Would you please copy each line of the listing that mentions "Members"?

* Provided data:
####################

PR #4031, opened 2026-04-17
eu_fsf finish names migration

### LINKED ISSUE #3603: Migrate eu_fsf to multi-names input

jbothma:
Fixes https://github.com/opensanctions/opensanctions/issues/3603

✅  ~Let's wait until name->alias moves are confirmed/fixed in eu_travel_bans, and eu_fsf is fully reviewed, before merging this.~ 

✅  Let's also see if the eu_fsf delta makes this disruptive. It probably shouldn't, because we don't anticipate a lot of changes, if we're reviewing consistently.

```
Delta export complete [eu_fsf] added=0 deleted=0 metric=delta_counts modified=105
```

eu_fsf most common change seems to be emitting names with language when not doing so before. Some name prop demotions.

```
Delta export complete [eu_travel_bans] added=0 deleted=0 metric=delta_counts modified=61 version=20260417131040-mlp
```

eu_travel_bans most changes seem to be good name prop demotions

- Replaces direct `apply_name` call and single-name `apply_reviewed_name_string` with one `apply_reviewed_names` for all names for one entity
- Fixes bug where we were deriving original_value as one of the strings containing a name when the name occurred exactly in the source, merely because of the ordering of original name values.

### DIFF
--- a/zavod/zavod/helpers/names.py
+++ b/zavod/zavod/helpers/names.py
@@ -417,10 +417,11 @@ def derive_original_values(original: Names, extracted: Names) -> Dict[str, str]:
         (3) If some value in original contains it, we can use that the value from original as original_value.
         Otherwise leave blank - this is best-effort only.
     """
-    original_values: set[str] = set()
+    original_values: list[str] = []
     for _prop, values in original.as_langtexts():
         for value in values:
-            original_values.add(value.text)
+            original_values.append(value.text)
+    original_values.sort()  # sort to pick deterministically regardless of input order
 
     derived_originals: dict[str, str] = {}
     for _prop, extracted_values in extracted.as_langtexts():
@@ -429,7 +430,7 @@ def derive_original_values(original: Names, extracted: Names) -> Dict[str, str]:
 
             if len(original_values) == 1:
                 # (1) If there's exactly one value in original, use that for all names.
-                derived_originals[extracted_string] = next(iter(original_values))
+                derived_originals[extracted_string] = original_values[0]
             elif extracted_string in original_values:
                 # (2) Exact match exists, no original_value needed.
                 continue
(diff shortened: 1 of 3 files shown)


jbothma:
I'm feeling 170 sanction mods, mostly name property demotions, isn't disruptive.

pudo:
I would like to validate your feelings. They are non disruptive.

zavod/zavod/tests/helpers/names/test_derive_originals.py
```diff
@@ -27,28 +27,15 @@ def test_derive_original_values_exact_match():
...
 
     result = derive_original_values(original, extracted)
 
-    # John Brandon Doe isn't contained exactly. We're not getting more fancy with this.
-    assert result == {
-        "Brandon Doe": "John Doe; Brandon Doe",
-    }
-
-
-def test_derive_original_values_first_match_wins():
```
leonhandreke, line 41: That you're removing this test makes me question whether `original_value` selection is still stable? Should there be a `sorted` in `next(iter(original_values))`?

zavod/zavod/helpers/names.py
```diff
@@ -417,10 +417,10 @@ def derive_original_values(original: Names, extracted: Names) -> Dict[str, str]:
         (3) If some value in original contains it, we can use that the value from original as original_value.
         Otherwise leave blank - this is best-effort only.
     """
-    original_values: List[str] = []
+    original_values: set[str] = set()
```
leonhandreke: There was a dumb comment here about how this could be a two layered list comprehension but then I realized it was dumb so I deleted it.

zavod/zavod/tests/helpers/names/test_derive_originals.py
jbothma: nice catch, thank you! Now I remember why it was a list, although changing input order might still have caused surprise changes in derivations.

I changed back to a list so it's sorted once. per call.

leonhandreke (approved):
LGTM!

PR #4553, opened 2026-06-15
[ca_sema_sanctions_news] resolve stale data and compare entries against consolidated list

herrhellana:
issue: https://github.com/opensanctions/crawler-planning/issues/580


pudo:
I like that approach a lot. Would it make sense to lift the helper function from `enforcements` to `zavod.helpers.dates`?

herrhellana:
I think logically it would -- I'm sure we use the helper not only in the context of enforcements.

pudo:
well this is not an enforcement source. what is your next action on this source?

herrhellana:
With the crawler? I left a comment to @jbothma here in the [issue](https://github.com/opensanctions/crawler-planning/issues/580), asking about the approach we should take regarding any duplicates. What's your opinion?

herrhellana:
checked the assertions: we're fetching the exact 69 total of Persons and Organizations within the retainment scope as published in the [source](https://www.international.gc.ca/world-monde/issues_development-enjeux_developpement/response_conflict-reponse_conflits/crisis-crises/ukraine-sanctions.aspx?lang=eng).

PR #4572, opened 2026-06-16
topic-gate more local enrichers; update assertions

goose-life:


pudo (approved):
Let's see where these guesses get us to!

datasets/_externals/ext_us_irs_ffi.yml
jbothma:
```suggestion
      Company: 80
```

got to ignore Financial services and Bank topics

jbothma (approved):

datasets/_externals/ext_iso9362_bic.yml
```diff
@@ -89,7 +90,12 @@ config:
     - Organization
     - LegalEntity
 
+# estimates June 2026
+# Organizations: 3664
```
goose-life, line 94: whoops, this should have been closer to 250 as well. at least it shouldn't fail on min! thanks for catching the other one @jbothma 🙏

PR #4575, opened 2026-06-16
Fetch fresh CAPTCHA on each black_sea_mou_psc login retry

nvmbrasserie:
fetch_resource skips the download when the target file already exists, so login attempts 2-5 reused the stale captcha.png from attempt 1 while fetch_html had already rotated the server-side CAPTCHA. Every retry was therefore guaranteed to fail. Use a per-attempt filename so each retry gets a fresh image matching the current session.

Co-Authored-By: Claude Opus 4.7 <noreply@anthropic.com>

### DIFF
--- a/datasets/_global/black_sea_mou/psc/crawler.py
+++ b/datasets/_global/black_sea_mou/psc/crawler.py
@@ -40,12 +40,15 @@ Preserve leading zeros. The answer is always exactly 5 digits."""
 MAX_LOGIN_ATTEMPTS = 5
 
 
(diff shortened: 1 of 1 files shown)


leonhandreke:
Alternatively, could we just delete the image in the function or request it with a generic `fetch_response` and write to python `tempfile` supplied tempfile and pass that on to the LLM helper? Then we don't need the `attempt` as the arg, that's a bit ugly.

leonhandreke (approved):
Sorry, missed this. Looks great!

PR #4583, opened 2026-06-16
Use run_typed_text_prompt for the translation helper

leonhandreke:
Stacked on https://github.com/opensanctions/opensanctions/pull/4515.

Migrates `run_translation_prompt` to call `run_typed_text_prompt` internally so the response shape is enforced by OpenAI structured outputs rather than hand-rolled `orjson` parsing and key-subset checks.

The response model follows the `seco_sanctions` pattern — a `List[Translation]` of `{lang, text}` pairs — rather than enumerating each language as a named field. This keeps the schema stable when adding new output languages (which is important because `run_typed_text_prompt` bakes the model's JSON schema into the cache key).

One thing to flag: this drops the `cache_key` return that the previous commit added for caller-side invalidation. `run_typed_text_prompt` doesn't expose it, and with structured outputs the per-result retry it enabled feels less load-bearing. Happy to add it back upstream in `run_typed_text_prompt` if you'd rather keep that capability.

### DIFF
--- a/zavod/zavod/shed/trans.py
+++ b/zavod/zavod/shed/trans.py
@@ -1,10 +1,11 @@
-from typing import Optional, NamedTuple, List
-import orjson
+from typing import NamedTuple, Optional, List
+
+from pydantic import BaseModel
 
 from zavod.context import Context
 from zavod.entity import Entity
 from zavod.exc import ConfigurationException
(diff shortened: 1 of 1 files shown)


leonhandreke:
See https://github.com/opensanctions/opensanctions/pull/4515#issuecomment-4720394884 for why this is not a smart idea for now.

Issue #3843, opened 2026-03-19
[ui] Show subnationalArea in positions classification table


pudo:
This probably requires adding a column to that table, but we are currently falsely classifying national/subnational positions quite a bit because we cannot see that eg. a `Minister of Health` has a `subnationalArea` for a state scope.

PR #4585, opened 2026-06-16
Persist subnationalArea on position records

leonhandreke:
## Summary

Groundwork for https://github.com/opensanctions/opensanctions/issues/3843. Adds a `subnational_areas` JSON column to the `position` table and persists/refreshes it in `categorise()` alongside `countries`, so the positions classification UI can later surface it.

## Rollout

- The `subnational_areas` column has to be added to the prod `position` table (manual `ALTER TABLE`) **before** deploying this — `meta.create_all` only creates missing tables, it won't add columns to an existing one.
- Once the column exists, the UI needs to land in lockstep: `ui/lib/db.ts` does an exact-set schema check on startup (throws on both missing and unexpected columns), so adding the column on the DB without updating `expectedPositionColumns` + the `PositionTable` interface will break the UI, and vice versa. UI PR to follow.

### DIFF
--- a/ui/lib/db.ts
+++ b/ui/lib/db.ts
@@ -39,6 +39,7 @@ const expectedPositionColumns = new Set<string>([
   'entity_id',
   'caption',
   'countries',
+  'subnational_areas',
   'is_pep',
   'topics',
   'dataset',
@@ -82,6 +83,7 @@ export interface PositionTable {
   entity_id: string
   caption: string
   countries: JSONColumnType<string[], string[], string[]>
+  subnational_areas: JSONColumnType<string[], string[], string[]> | null
   is_pep: boolean | null
   topics: JSONColumnType<string[], string[], string[]>
   dataset: string
@@ -510,6 +512,7 @@ export async function softDeleteAndCreatePosition({ entityId, positionUpdate, mo
         // NOTE(Leon Handreke): I don't know how else to make it work than to stringify
         // the lists manually.
         countries: JSON.stringify(updatedData.countries) as unknown as string[],
+        subnational_areas: JSON.stringify(updatedData.subnational_areas ?? []) as unknown as string[],
         topics: JSON.stringify(updatedData.topics) as unknown as string[],
       })
       .returningAll()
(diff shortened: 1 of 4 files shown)


pudo:
Should we consider just having a `properties` JSONB on the position table? I feel like `subnationalArea` is one thing, there is also `inception`/`dissolution`, and I think we may want to introduce a text-only sibling to `organization`, soon.

leonhandreke:
Draft here: https://github.com/opensanctions/opensanctions/pull/4593

Although honestly, maybe getting our ducks in a row and adopting Alembic for etldb as well might be the better path? Or is there a strong reason not to go with nullable columns here, except deployment convenience?

leonhandreke:
Some more thoughts on this:

- I feel that since we're using Postgres, colums are sort of the default concept that everything is centered around. The query language, renames and any sort of database-level migration and validation, indices... so I think that should be the default
- Changing the schema is a deployment headache, but that's only because we don't have something like Alembic. Alembic + Claude really are a dream team of doing complex database migration work, and would be a good idea anyway?

Disadvantages of using a column:
- for list-value fields, we're already using a JSON value, so who cares whether they're in a JSONB bag
- we support both Postgres and sqlite, and this may be easier to get right across both.

jbothma (approved):
I guess one argument for a jsonb blob is that sqlite doesn't support arrays, so we're already using jsonb for the countries column.

If we go that way, I would propose that we keep the categorisation columns (topics) out of the properties blob so that `properties` is what we crawl and `topics` and `is_pep` is what we categorise.

But I think adding alembic and just adding/migrating columns when we need them is a nice improvement and once it's there, adding the next column when we need it is easy.

I don't lean strongly either way.

leonhandreke:
Rollout plan, since this needs ordering across DB / backend / UI:

1. On the prod position DB, run:
   ```sql
   ALTER TABLE position ADD COLUMN subnational_areas JSON;
   ```
   Nullable on purpose so existing rows are fine — the backend coalesces `NULL` to `[]` when comparing.

2. Deploy this PR — zavod starts writing the column on every `categorise()` call, and the UI's startup schema check learns about it.

Doing step 2 without step 1 will break both sides: the backend insert fails on the missing column, and the UI startup throws on "Missing columns: subnational_areas".

Surfacing subnationalArea in the classification table itself (https://github.com/opensanctions/opensanctions/issues/3843) is the follow-up after this is bedded in.

PR #4595, opened 2026-06-17
[gb_commons] Add contact details (email, phone, website)

pudo:
## Summary

The UK House of Commons crawler previously only read `governmentPosts` out of the Members API. This adds the member contact details published on the separate `/Contact` endpoint:

- `email` → `Person:email`
- `phone` → `Person:phone` (normalized to E.164, multiple per MP where both parliamentary and constituency offices are listed)
- the `Website` contact type → `Person:website`

Social media handles (X/Twitter) and office contact-form URLs are skipped — FollowTheMoney has no property to hold them. The contact request runs only after the PEP categorisation check, so it's never issued for non-PEP rows.

### Note on date of birth

The original motivation was missing DOB. The Members API does not publish birth dates on any endpoint (search, overview, biography, contact, synopsis), so this can't be sourced here — it would only come from Wikidata enrichment downstream.

## Test plan

- Full local crawl: exit 0, empty `issues.log`, 8,376 entities.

####################

* Solution to this exercise:
The UK House of Commons crawler previously only read `governmentPosts` out of the Members API. This adds the member contact details published on the separate `/Contact` endpoint:
The original motivation was missing DOB. The Members API does not publish birth dates on any endpoint (search, overview, biography, contact, synopsis), so this can't be sourced here — it would only come from Wikidata enrichment downstream.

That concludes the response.